**SUPPLIED MATERIAL**
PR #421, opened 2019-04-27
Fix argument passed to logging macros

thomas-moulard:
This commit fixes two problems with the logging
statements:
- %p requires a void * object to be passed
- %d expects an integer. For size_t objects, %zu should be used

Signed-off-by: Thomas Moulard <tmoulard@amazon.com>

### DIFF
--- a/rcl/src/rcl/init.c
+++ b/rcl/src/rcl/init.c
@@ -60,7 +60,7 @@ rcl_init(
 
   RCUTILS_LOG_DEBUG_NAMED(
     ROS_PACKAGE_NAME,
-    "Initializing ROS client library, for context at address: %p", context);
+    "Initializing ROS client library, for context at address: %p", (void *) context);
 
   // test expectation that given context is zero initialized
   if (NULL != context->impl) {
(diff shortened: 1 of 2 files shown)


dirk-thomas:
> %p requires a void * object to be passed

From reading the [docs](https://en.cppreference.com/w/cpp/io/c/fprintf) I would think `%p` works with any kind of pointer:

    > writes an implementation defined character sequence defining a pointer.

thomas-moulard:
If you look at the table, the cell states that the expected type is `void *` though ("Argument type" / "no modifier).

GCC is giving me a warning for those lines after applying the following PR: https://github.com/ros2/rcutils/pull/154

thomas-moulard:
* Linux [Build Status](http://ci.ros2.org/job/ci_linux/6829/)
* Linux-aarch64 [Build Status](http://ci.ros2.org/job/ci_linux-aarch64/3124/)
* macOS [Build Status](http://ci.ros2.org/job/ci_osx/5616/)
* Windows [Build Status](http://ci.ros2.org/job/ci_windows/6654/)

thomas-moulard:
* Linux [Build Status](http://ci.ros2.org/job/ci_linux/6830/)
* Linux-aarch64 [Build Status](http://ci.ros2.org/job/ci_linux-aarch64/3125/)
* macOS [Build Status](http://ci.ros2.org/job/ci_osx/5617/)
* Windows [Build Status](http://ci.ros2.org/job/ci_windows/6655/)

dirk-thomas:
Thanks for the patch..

**WORK ITEM**
The line with "defining a pointer." and every line after it up to the end of the entries: output those exactly, and only those.

**WRITTEN SOLUTION**
    > writes an implementation defined character sequence defining a pointer.

thomas-moulard:
If you look at the table, the cell states that the expected type is `void *` though ("Argument type" / "no modifier).

GCC is giving me a warning for those lines after applying the following PR: https://github.com/ros2/rcutils/pull/154

thomas-moulard:
* Linux [Build Status](http://ci.ros2.org/job/ci_linux/6829/)
* Linux-aarch64 [Build Status](http://ci.ros2.org/job/ci_linux-aarch64/3124/)
* macOS [Build Status](http://ci.ros2.org/job/ci_osx/5616/)
* Windows [Build Status](http://ci.ros2.org/job/ci_windows/6654/)

thomas-moulard:
* Linux [Build Status](http://ci.ros2.org/job/ci_linux/6830/)
* Linux-aarch64 [Build Status](http://ci.ros2.org/job/ci_linux-aarch64/3125/)
* macOS [Build Status](http://ci.ros2.org/job/ci_osx/5617/)
* Windows [Build Status](http://ci.ros2.org/job/ci_windows/6655/)

dirk-thomas:
Thanks for the patch..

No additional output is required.